017. Intermediate Modern Greek I. (M) Staff. Prerequisite(s): GREK 015 and 016 or equivalent. Offered through Penn Language Center. This course is designed for students with an elementary knowledge of Demotic Modern Greek, and aims mainly at developing oral expression, reading and writing skills.

018. Intermediate Modern Greek II. (M) Staff. Prerequisite(s): GREK 015, 016, and 017 or equivalent. Offered through Penn Language Center . Further attention to developing oral expression, reading, and writing skills for students with knowledge of Demotic Modern Greek.

SM 101. Elementary Classical Greek I. (A) Staff. Morphology and syntax of Greek. Intensive exercise in grammar, Greek composition, translation from Greek to English (both prepared and sight). Emphasis is placed upon developing the ability to read Greek with facility.

SM 102. Elementary Classical Greek II. (B) Staff. Prerequisite(s): GREK 101 or equivalent. Work in grammar and composition is supplemented and gradually replaced by reading one entire work of an ancient author, e.g., the ION of Plato.

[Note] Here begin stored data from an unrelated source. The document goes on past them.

Issue #3676, opened 2019-08-12
Translation override - variable not passed


milovanderlinden:
We discovered that with translation overrides from the database table `i18n_content_translations` variables are not interpreted.

This means that when we set a translation to `%{foo} is awesome`, this gets displayed as is. The solution is rather simple:

In the `i18n_translation.rb` helper, we need to check for options and when present, pass them as follows:
```ruby
if translation.present?
  # Allow for options to be translated
  if options.present?
    translation % options
  else
    translation
  end
else
  translate(key, options)
end
```

PR #3959, opened 2020-03-31
Fix custom translations with options

decabeza:
## References

This PR resolves https://github.com/consul/consul/issues/3676.

## Objectives

There was a **bug** when an admin user tries to change a text on the "Custom information text" section `/admin/site_customization/information_texts` with the keys that include some `%{variable}` in the text.

#### BEFORE
interpolation

#### AFTER
after

### DIFF
--- a/config/initializers/i18n_translation.rb
+++ b/config/initializers/i18n_translation.rb
@@ -12,7 +12,11 @@ module ActionView
         i18_content = I18nContent.find_by(key: key)
         translation = I18nContentTranslation.find_by(i18n_content_id: i18_content&.id,
                                                      locale: current_locale)&.value
-        translation.presence || translate(key, options)
+        if translation.present?
+          translation % options
+        else
+          translate(key, options)
+        end
       end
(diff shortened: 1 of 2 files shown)


config/initializers/i18n_translation.rb
```diff
@@ -12,7 +12,15 @@ def t(key, options = {})
         i18_content = I18nContent.find_by(key: key)
         translation = I18nContentTranslation.find_by(i18n_content_id: i18_content&.id,
                                                      locale: current_locale)&.value
-        translation.presence || translate(key, options)
+        if translation.present?
+          if options.present?
```
javierm, line 16: I'm not sure this condition is necessary :thinking:. What do you think about:

```ruby
        if translation.present?
          translation % options
        else
          translate(key, options)
        end
```

decabeza: I used the first option that seems simpler. The second one is also very hard to understand for me. 😂

Issue #2605, opened 2018-04-18
Replaces icons of expand/collapse comments


decabeza:
Background
==

Now on all item with comments we use an arrow to expand/collapse comments.

Background
==

Replaces arrow icon with plus/minus icons to expand/collapse comments.

Screenshots
==

**Actual icons**
![screen shot 2018-04-18 at 13 29 15](https://user-images.githubusercontent.com/631897/38929486-c080c66e-430c-11e8-9daa-4cb2aaf42e11.png)

![screen shot 2018-04-18 at 13 29 18](https://user-images.githubusercontent.com/631897/38929487-c09f2b2c-430c-11e8-9305-cc7387df7bb5.png)

**Replace to this ones**
![screen shot 2018-04-18 at 13 28 47](https://user-images.githubusercontent.com/631897/38929506-ce2650cc-430c-11e8-84fd-58d028fdf2e0.png)
![screen shot 2018-04-18 at 13 28 59](https://user-images.githubusercontent.com/631897/38929508-ce4294f8-430c-11e8-9623-f615df36b664.png)

jesushp:
It would be useful to reflect all that kind of decisions on a common place, as to speak, a Design System.

PR #3972, opened 2020-04-14
Replaces icons of expand/collapse comments

decabeza:
## References

This PR close https://github.com/consul/consul/issues/2605.

## Objectives

Replaces icons of expand/collapse comments.

### Before
before

### After
after

### DIFF
--- a/app/assets/javascripts/comments.js
+++ b/app/assets/javascripts/comments.js
@@ -40,13 +40,7 @@
       $("#js-comment-form-" + id).toggle();
     },
     toggle_arrow: function(id) {
-      var arrow;
-      arrow = "span#" + id + "_arrow";
-      if ($(arrow).hasClass("icon-arrow-right")) {
-        $(arrow).removeClass("icon-arrow-right").addClass("icon-arrow-down");
-      } else {
-        $(arrow).removeClass("icon-arrow-down").addClass("icon-arrow-right");
-      }
+      $("span#" + id + "_arrow").toggleClass("fa-minus-square").toggleClass("fa-plus-square");
     },
     initialize: function() {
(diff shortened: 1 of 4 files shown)


app/assets/stylesheets/layout.scss
```diff
@@ -2116,17 +2116,16 @@ table {
...
-    [class^="icon-arrow"] {
-      padding-left: $line-height / 2;
+    .relative {
+      padding-left: rem-calc(18);
     }
 
-    [class^="icon-arrow"] {
-      font-size: $base-font-size;
-      left: -20px;
+    [class^="far"] {
```
javierm, line 2123: I guess here we mean `.far` (correct me if I'm wrong). Otherwise we might accidentally target classes starting with `far` (which isn't a common way to start a word, but you never know, particulary with all these modern class names :smile:).

By the way, ideally we wouldn't have to change the view in order to change an icon and changing CSS would be enough, but that's another story :wink:.

app/assets/javascripts/comments.js
```diff
@@ -42,10 +42,10 @@
     toggle_arrow: function(id) {
       var arrow;
       arrow = "span#" + id + "_arrow";
-      if ($(arrow).hasClass("icon-arrow-right")) {
-        $(arrow).removeClass("icon-arrow-right").addClass("icon-arrow-down");
+      if ($(arrow).hasClass("far fa-minus-square")) {
```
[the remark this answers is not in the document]
decabeza: The `far` class is not necessary for the JS only in the views, good refactor! 😉

app/assets/stylesheets/layout.scss
decabeza: Good one! 😌

Issue #3092, opened 2018-12-08
Foundation equalizer not working correctly on Safari


PierreMesure:
### Description

[comment]: # (Feature or Bug? eg. Type: Bug)
*Type*: Bug

Config: Safari 12.0.1 on macOS 10.13.6

This seems to be a [known](https://foundation.zurb.com/forum/posts/35313-data-equalizer-not-working-in-safari---inconsistant) problem associated to Foundation equalizer.

The solution should be to reload the sizes on page load but I got inconsistent results with it:

```
$(window).load(function(){
    $(document).foundation('equalizer', 'reflow');
});
```

### Current Behavior
[comment]: # (Describe what actually happened.)

![capture d ecran 2018-12-08 a 10 54 24](https://user-images.githubusercontent.com/7223028/49684748-1eb72880-fad8-11e8-801c-55a14d61e140.png)

### Expected Behavior
[comment]: # (Describe what you expected to happen.)

![capture d ecran 2018-12-08 a 10 56 36](https://user-images.githubusercontent.com/7223028/49684749-21198280-fad8-11e8-959a-8e0ee822a553.png)

### Steps to reproduce
[comment]: # (Describe how we can replicate the bug step by step.)

Just visit any consul homepage with cards.

### Related issues

- #3044

PR #3973, opened 2020-04-14
Replace equalizer to display flex on cards

decabeza:
## References

This PR close https://github.com/consul/consul/issues/3092.

## Objectives

Replace Foundation `data-equalizer` to CSS `display: flex` on cards for homepage and custom pages avoiding use JS and prevent the layout break when the user uses the back button in their browser.

Also, move cards views to shared partials to `shared/_cards.html.erb` and `shared/_card.html.erb`.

SM 203. Intermediate Classical Greek: Prose. (A) Staff. Prerequisite(s): GREK 102 or equivalent. Practice in rapid reading; exercises in writing Greek prose.

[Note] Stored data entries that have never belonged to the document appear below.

PR #3976, opened 2020-04-17
Deactivate ckeditor file attachments feature

Senen:
## References
By working on #3659 i realized about this error.

## Objectives
This feature was not working because it was not fully configured and tested so its better to disable it completely.

## Visual Changes
**Before**
Captura de pantalla 2020-04-17 a las 20 17 45

**After**
Now ckeditor buttons related to file uploads are not shown anymore.
Captura de pantalla 2020-04-17 a las 19 55 48

## Notes
-

### DIFF
--- a/spec/features/ckeditor_spec.rb
+++ b/spec/features/ckeditor_spec.rb
@@ -30,4 +30,15 @@ describe "CKEditor" do
 
     expect(page).to have_css "img[src$='clippy.jpg']"
   end
+
+  scenario "cannot upload attachments through link tab", :js do
+    login_as(create(:administrator).user)
+    visit new_admin_site_customization_page_path
+
+    find(".cke_button__link").click
+
+    expect(page).to have_css(".cke_dialog")
+    expect(page).not_to have_link "Upload"
+    expect(page).not_to have_link "Browse Server"
+  end
 end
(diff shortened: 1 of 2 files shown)


spec/features/ckeditor_spec.rb
```diff
@@ -30,4 +30,14 @@
...
     expect(page).to have_css "img[src$='clippy.jpg']"
   end
+
+  scenario "cannot upload attachments through link tab", :js do
+    login_as(create(:administrator).user)
+    visit new_admin_site_customization_page_path
+
+    find(".cke_button__link").click
+
+    expect(page).not_to have_link "Upload"
```
javierm, line 40: This test passes even without the changes in this pull request :thinking:.

I think we need to add an extra expectation before this line. Otherwise this line might be executed before CKEditor's dialog appears, and pass because at that time thi "Upload" link is still not present.

How about:

```ruby
    expect(page).to have_css(".cke_dialog")
    expect(page).not_to have_link "Upload"
    expect(page).not_to have_link "Browse Server"
```

Senen: Hi @javierm you are right, i swear yesterday i saw this test failing in my machine! Maybe i forgot to save a file before running the spec. Now i added the first expectation you suggested! Thanks a lot

PR #3996, opened 2020-04-30
Optmize docker

luchiago:
## References

## Objectives

Make some optimizations on docker. The first one is to remove the server pid before each initialization of the server. The second one I observed that the docker-compose were building the image again because it wasn't using the built and tagged image.

## Visual Changes

## Notes

### DIFF
--- a/docker-compose.yml
+++ b/docker-compose.yml
@@ -13,9 +13,8 @@ services:
 
   # service configuration for our dockerized Rails app
   app:
-
     # use the Dockerfile next to this file
-    build: .
+    image: consul
     entrypoint: /usr/local/bin/entrypoint.sh
     command: bundle exec rails s -p 3000 -b "0.0.0.0"
     working_dir: /var/www/consul
--- a/scripts/entrypoint.sh
+++ b/scripts/entrypoint.sh
@@ -13,5 +13,5 @@ usermod -g "$USER_GID" consul 2> /dev/null
 chown -R -h "$USER_UID" "$BUNDLE_PATH"
 chgrp -R -h "$USER_GID" "$BUNDLE_PATH"
 
+/usr/bin/sudo rm /var/www/consul/tmp/pids/server.pid
 /usr/bin/sudo -EH -u consul "$@"
-


luchiago:
Hi @javierm, how are you man? Should we close this PR or still needed?

javierm:
@raoulkramer What do you think of the changes in this pull request?

raoulkramer:
@javierm looks interesting, I will test the suggested changes on monday! Especially I like d0914d9 because it will take away, manual/ server level intervention when you use a docker/ container managing interface. Additionally I will compare the current dockerfile and docker-compose.yml with the one we have modified, and see if there are more additions that could improve the file.

luchiago:
@javierm @raoulkramer Thanks for reply my and give me attention, even this PR being too stale 😅. At the time, I had a problem building the docker image, and to remove the PID during docker compose-up, you probably will test my changes looking forward to these problems. Whether my PR is accepted or not, I'm happy with my contribution to you guys, a great project.

raoulkramer:
@luchiago @javierm I have been looking into d0914d9 . The implementation suggested in the commit doesn't work with my setup. I looked further into removing the server.pid with a docker restart. This could be possible to handle the pid remove command as a separate script / .sh file, I am working on that. But a side note, it is not inline with the docker approach where the concept is to replace your container with a fresh one, then server.pid is automatically removed.... But we have some user cases where it is convenient to keep the container.

javierm:
A variation of the first change has already been included  in pull request #4684, so I guess the question now is, does this change make sense? @raoulkramer @abihas Any thoughts? :thinking:

```diff
  # service configuration for our dockerized Rails app
  app:
    # use the Dockerfile next to this file
-    build: .
+    image: consul
    entrypoint: /usr/local/bin/entrypoint.sh
    command: bundle exec rails s -p 3000 -b "0.0.0.0"
    working_dir: /var/www/consul
```

raoulkramer:
@javierm :wave:  I think with #4684 we tackled @luchiago First Objective. The Second Objective needs some research and testing.

luchiago:
@raoulkramer As far as I remember, every time we up the containers the images were rebuild

raoulkramer:
@luchiago I never experienced that images were rebuild with a `docker compose up -d`  :thinking:

javierm:
I can reproduce the issue @luchiago mentioned by following the steps in the [CONSUL documentation for Docker](https://docs.consulproject.org/docs/english-documentation/introduction/servers/docker):

```bash
docker build -t consul .
(...)
POSTGRES_PASSWORD=password docker-compose up
```

Doing so will generate the image twice: first with `docker build` and then with `docker-compose up`.

However, I think we can't really rely on adding `image: consul` because, if you haven't already run `docker build -t consul`, it will download [Hashicorp's Consul Docker image](https://hub.docker.com/_/consul) :sweat_smile:.

So maybe the documentation isn't right and this is a documentation issue? :thinking:

raoulkramer:
@javierm what result do you get when you use `docker compose build` (thats what I use)?   [Difference between `docker build` and `docker compose build`](https://stackoverflow.com/questions/50230399/what-is-the-difference-between-docker-compose-build-and-docker-build) and  than It uses the docker-compose.yml file in order to retrieve the (build) parameters. 
----
ps the `docker-compose` cmd changed in `docker compose` replacing the dash (-) with a space, since Compose V2 https://docs.docker.com/compose/cli-command/ . This should potentially by changed in the docs.. :thinking:

javierm:
@raoulkramer Looks good :+1:. For now, we're keeping `docker-compose` because it looks like `docker compose` has only been introduced lately and so it wouldn't work for people using older versions, but it's great to know we'll have to update it in the future :smile:. Correct me if I'm wrong! :pray:

@luchiago I've just opened consul/docs#111 with updated instructions in order to avoid building the images twice, so I'm closing this pull request. Please reopen if I didn't understand the issue and/or it isn't fixed with the changes in the documentation :pray:. And thanks a lot for reporting the problem and for your patience waiting for our replies :smile:.

luchiago:
No worries @javierm. Happy to open this discussion with you guys.

PR #4000, opened 2020-05-06
Fix ckeditor compatibility with Turbolinks 5.x 

Senen:
## References

Related pull requests: #3699, #3998

This is and update of #3998 to make it work with Turbolinks 5.

## Background
Now we are using Turbolinks 5.X we are initializing application JS on turbolinks:load event which is fired up on first page visits and on subsequent Turbolinks page loads, so with this version of Turbolinks we only need to destroy existing ckeditor instances before rendering the new page to avoid JS errors when using browser history back. This solution was extracted from here [1].

[1] galetahub/ckeditor#575 (comment)

## Objectives
Fix javascript errors when using browser history back to restore a page with ckeditor instances.

## Visual Changes
None

## Notes
**Testing pending on production environment.**

This PR includes commits of #3699 temporarily, and most sure we will need to revisit the commit to solve conflicts if #3998 finally gets merged.


javierm:
I've added the relevant parts to pull request #3699. Will rebase it when we merge #3998.

PR #4002, opened 2020-05-08
Update comment responses count when adding replies

Senen:
## References

This PR needs #3997 commits to work. Will rebase when #3997 is merged.

## Objectives
Update the parent comment "responses count" when a new reply is added.

Replace parent comment of a reply when a reply for a comment is added, this will replace parent comment which will include the reply also.

Changes introduced at 7105f21 (the comments part) are needed to initialize automatically comments added or replaced through ajax calls.

## Steps to reproduce
1. Go to any debate (or any other commentable resource)
2. Add a reply to a comment

At this point you can see your reply but parent comment responses count is not updated!

## Visual Changes

**Before**
ResponsesCountUpdateError

**After**
ResponsesCountUpdateFix

## Notes
None

### DIFF
--- a/app/assets/javascripts/application.js
+++ b/app/assets/javascripts/application.js
@@ -173,5 +173,4 @@ $(function() {
 
   $(document).ready(initialize_modules);
   $(document).on("page:load", initialize_modules);
-  $(document).on("ajax:complete", initialize_modules);
 });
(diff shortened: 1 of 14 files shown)


javierm:
Closing in favor of #4003.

SM 204. Intermediate Classical Greek: Poetry. (B) Staff. Prerequisite(s): GREK 203 or equivalent. Selections from Homer's ILIAD and/or ODYSSEY.

SM 309. Topics in Greek Literature. (M) Distribution Course in Arts & Letters. Class of 2009 & prior only. Staff. Prerequisite(s): Reading knowledge of Greek or permission of instructor. Close reading and discussion of a Greek author or a particular genre of Greek literature. Topics will vary each semester and the course may be repeated for credit.

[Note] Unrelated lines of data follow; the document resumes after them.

PR #4004, opened 2020-05-08
Move conditional into shared banner partial

decabeza:
## Objectives

A little refactor to avoid always writing `if has_banners?` every time the partial `shared/banner` is used.

Before you have to write:
```erb
<% if has_banners? %>
  <%= render "shared/banner" %>
<% end %>
```
Now it's enough with:   
```erb
<%= render "shared/banner" %>
```

😌


javierm:
It looks like I forgot to add this pull request to our project board :thinking:. I really hope GitHub implements the option to automatically add new pull requests :relieved:.

PR #4022, opened 2020-05-25
Improve watch form changes feature

Senen:
## References
Related PR: #3699  (See Notes section)

## Objectives
1. Show "Unsaved changes" alert dialog when a user leaves a page with a "form to track changes" with unsaved data even when page is restored from browser history.

2. Do not show alert if users restores the original value (by hand) after modifying it.

## Solution
Data attributes dynamically added to the form to store form input values were lost when using browser history so when user navigates back to a page with a form with unsaved changes the form serialization is done again but this time with modified but unpersisted values so application thinks form wasn't changed, by using a hidden input to store form serialized data we can keep warning the user about unsaved changes from original version (persisted).

## Notes
None

### DIFF
--- a/app/assets/javascripts/watch_form_changes.js
+++ b/app/assets/javascripts/watch_form_changes.js
@@ -85,5 +85,10 @@
     }
   };
 
-  $(document).on("turbolinks:before-visit", App.WatchFormChanges.checkChanges);
+  $(document).on("turbolinks:before-visit", function() {
+    // Ckeditor updates textarea input only on form submit. This patch will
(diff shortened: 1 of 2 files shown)


Senen:
Closing because is a too complex solution that will be difficult to maintain. Application will be only watching for changes at legislation draft versions form markdown editor where to warn the user about unsaved changes is useful still.

javierm:
Thanks for going though the nightmare of investigating these issues! :pray: I've applied the (slightly modified) tests to pull request #3699.

PR #438, opened 2019-06-06
Add an AMQP module

trink:
- Consumer only, needed to read the CI jobs exchange


bbinet:
Thanks, this could be a good alternative to heka_tcp plugin.
Do you plan to implement AMQP producer too?

trink:
It is low priority but eventually yes.

PR #441, opened 2019-06-17
Implement payload_keep option for subdecoders

giganteous:
Hello Trink,

This patch is written to solve my problem, which was that the original Payload dropped off of my messages when using a sub_decoder in the syslog module.

I'm just hacking away, so do tell me if I need to proceed in a different way. I kept an eye on how the nginx module supports this option, and added a small integration test.

### DIFF
--- a/syslog/io_modules/decoders/syslog.lua
+++ b/syslog/io_modules/decoders/syslog.lua
@@ -13,7 +13,7 @@ decoders_syslog = {
   -- see https://github.com/rsyslog/rsyslog/blob/de0a9dd10703c4e6efcc69164781220d31a9e115/runtime/rsconf.c#L85
   -- Default:
   -- template = "<%PRI%>%TIMESTAMP% %HOSTNAME% %syslogtag:1:32%%msg:::sp-if-no-1st-sp%%msg%", -- RSYSLOG_TraditionalForwardFormat
-  -- payload_keep = false, -- Flag indicating if the original payload should be kept when using sub_decoders
+  -- keep_data = nil, -- Flag indicating if the complete input in the returned data, and how to name that field.
 
   -- printf_messages = nil, -- see: https://mozilla-services.github.io/lua_sandbox_extensions/lpeg/modules/lpeg/
   -- sub_decoders = nil, -- see: https://mozilla-services.github.io/lua_sandbox_extensions/lpeg/io_modules/lpeg/sub_decoder_util.html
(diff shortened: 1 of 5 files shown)


syslog/io_modules/decoders/syslog.lua
```diff
@@ -105,6 +106,8 @@ function decode(data, dh, mutable)
 
     local df = sub_decoders[programname]
     if df then
+        if cfg.payload_keep then msg.Payload = data end
```
trink: Not sure I like the inconsistency in the msg.Payload between the df and non df case (generally we have just been storing the message part in Payload (the non df and printf cases)).  This would also be sub_decoder dependent as it can overwrite or erase it.  If you need the full message we may be better off renaming it (cfg and destination field) and allowing it to work for the df and non df cases.  Thoughts?

giganteous: I agree. 

It seems this code is passing my test:
```diff
@@ -13,7 +13,7 @@ decoders_syslog = {
   -- see https://github.com/rsyslog/rsyslog/blob/de0a9dd10703c4e6efcc69164781220d31a9e115/runtime/rsconf.c#L85
   -- Default:
   -- template = "<%PRI%>%TIMESTAMP% %HOSTNAME% %syslogtag:1:32%%msg:::sp-if-no-1st-sp%%msg%", -- RSYSLOG_TraditionalForwardFormat
-  -- payload_keep = false, -- Flag indicating if the original payload should be kept when using sub_decoders
+  -- keep_data = nil, -- Flag indicating if the complete input in the returned data, and how to name that field.
 
   -- printf_messages = nil, -- see: https://mozilla-services.github.io/lua_sandbox_extensions/lpeg/modules/lpeg/
   -- sub_decoders = nil, -- see: https://mozilla-services.github.io/lua_sandbox_extensions/lpeg/io_modules/lpeg/sub_decoder_util.html
@@ -54,6 +54,7 @@ local sdu           = require "lpeg.sub_decoder_util"
 
 local cfg = read_config(module_cfg) or {}
 assert(type(cfg) == "table", module_cfg .. " must be a table")
+assert(type(cfg.keep_data) == "string" or type(cfg.keep_data) == nil, "keep_data must be nil, or a string: " .. cfg.keep_data)
 local template      = cfg.template or "<%PRI%>%TIMESTAMP% %HOSTNAME% %syslogtag:1:32%%msg:::sp-if-no-1st-sp%%msg%"
 local grammar       = syslog.build_rsyslog_grammar(template)
 local sub_decoders  = sdu.load_sub_decoders(cfg.sub_decoders, cfg.printf_messages)
@@ -104,10 +105,13 @@ function decode(data, dh, mutable)
     fields.msg = nil
     sdu.add_fields(msg, fields)
 
+    if cfg.keep_data ~= nil then
+        sdu.add_fields(msg, { [cfg.keep_data] = data })
+    end
+
+
     local df = sub_decoders[programname]
     if df then
-        if cfg.payload_keep then msg.Payload = data end
-
         local err = df(payload, msg, true)
         if err then
             err = string.format("%s.%s %s", module_name, programname, err)

```

Are these ``if cfg.keep_data ~= nil`` good enough? I'm still in my teens wrt writing lua you see.

syslog/io_modules/decoders/syslog.lua
```diff
@@ -103,6 +107,11 @@ function decode(data, dh, mutable)
     fields.msg = nil
     sdu.add_fields(msg, fields)
 
+    if cfg.keep_data ~= nil then
```
trink: Move this to after line 104 and it can be simplified like the following
```lua
if cfg.keep_data then fields[cfg.keep_data] = data end
```

giganteous: Cheers. Will do

PR #442, opened 2019-07-03
Sendmail

giganteous:
Grammar for sendmail logs.

Using the keyvalue grammar in combination with other grammar was a weird experience, but managed it.


syslog/modules/lpeg/sendmail.lua
```diff
@@ -0,0 +1,32 @@
...
+l.locale(l) -- we want l.alpha etc...
+
+local rawset = rawset
+
+local M = {}
+setfenv(1, M) -- Remove external access to contain everything in the module
+
+local space = l.space^0
+local key = l.C(l.alpha^1) * space
+local value = l.C((l.P(1) - l.P', ')^1) * space
```
trink: space can be removed (it can never match). 

Based on the spec lines (21-26) could be simplified down to the following:
```lua
local sep   = l.P', '
local key   = l.C(l.alpha^1)
local value = l.C((l.P(1) - sep)^1)
local pair  = l.Cg(key * '=' * value) * sep^-1
```
If you want to be more cautious about extra white space 
```lua
local sep = l.P',' * l.space^1
local key = l.C(l.alpha^1) * l.space^0
```

syslog/modules/lpeg/sendmail.lua
```diff
@@ -0,0 +1,32 @@
...
+-- l.R(" +","-~")^1) * space
+local sep = l.P',' * space
+local pair = l.Cg(key * "=" * value) * sep^-1
```
trink: inconsistent quote style

syslog/modules/lpeg/sendmail.lua
giganteous: I've ditched the spaces. I'm sorry for the bad copy paste behavior.

syslog/modules/lpeg/sendmail.lua
giganteous: fixed the quoting. It seems you're preferring double quotes.

syslog/modules/lpeg/sendmail.lua
```diff
@@ -0,0 +1,30 @@
...
+
+local M = {}
+setfenv(1, M) -- Remove external access to contain everything in the module
+
+local sep = l.P", "
+local key = l.C(l.alpha^1)
+local value = l.C((l.P(1) - sep)^1)
+local pair = l.Cg(key * "=" * value) * sep^-1
+
+local sendmailid = l.Cg(l.alnum^-8 * l.digit^6, "sendmailid") * l.P": "
```
trink: I believe this is too restrictive e.g. ` e6FFrpW22493:` Since it doesn't have a defined format or length:
- leave it alnum like it was and require at least one pair (as I haven't see an error lines with that format format)
- just check that it ends in a digit followed by a colon

trink: you are correct (ignore the comment above): https://fossies.org/dox/sendmail.8.15.2/queue_8c_source.html#l05381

399. Supervised Study in Greek Literature. (C) Staff. Preparation of Honors Thesis in Greek Literature

401. Greek for Advanced Students. (C) Staff. For graduate students in other departments needing individualized study in Greek literature.

SM 409. (PHIL403, PHIL406, PHIL409) Readings in Greek Literature. (M) Distribution Course in Hist & Tradition. Class of 2009 & prior only. Staff. Prerequisite(s): A 100- or 200- level course or equivalent. The cross-listing with Philosophy is not always applicable. An advanced reading and discussion seminar on varying subjects in Greek literature: authors, genres or topics. Focus will vary each semester, and the course may be repeated for credit.

SM 480. Advanced Readings. (M) Distribution Course in Arts & Letters. Class of 2009 & prior only. Staff. Prerequisite(s): A 100- or 200-level course or equivalent. For the needs of advanced undergraduates and graduate students.

SM 503. Historical Grammar of Greek. (M) Distribution Course in Arts & Letters. Class of 2009 & prior only. Ringe. Prerequisite(s): A fluent reading knowledge of Greek. Investigation of the grammar of Classical Greek from the viewpoint of historical linguistics. The course will offer historical explanations for numerous structural peculiarities of the Greek language and anomalies of Greek grammar, touch on the relationship of Greek with other languages, and incidentally introduce the student to some basic concepts of language analysis likely to be useful in teaching Greek and learning other languages.

SM 530. Selected Readings. (M) Staff. For the needs of graduate students and advanced undergraduates.

SM 601. Graduate Greek Prose. (M) Staff. Reading and discussion of authors and texts to be announced. May be repeated for credit.

SM 602. (COML606, ENGL705) Graduate Greek Poetry. (M) Staff. Reading and discussion of authors and texts to be announced. May be repeated for credit.

SM 605. Historians. (M) Staff. A study of Herodotus and/or other historians.

SM 607. Homeric Language. (M) Staff. A close look at the artificial Homeric dialect from the point of view of historical linguistics. Some reading of Homer will also be involved, but for the purpose of investigating the language, it will be taken for granted that students can translate the text.

SM 608. Greek Dialects. (M) Ringe/Cardona. A study of Greek dialects.

SM 611. (AAMW611, ANCH611) Greek Epigraphy. (M) Staff. An introduction to the principles and practices of Greek Epigraphy. Study of selected Greek inscriptions.

SM 612. Plato's Symposium and Phaedrus. (M) Kahn. A close reading and analysis of Plato's two major dialogues on love.

999. Independent Study. (C) Staff. For doctoral candidates.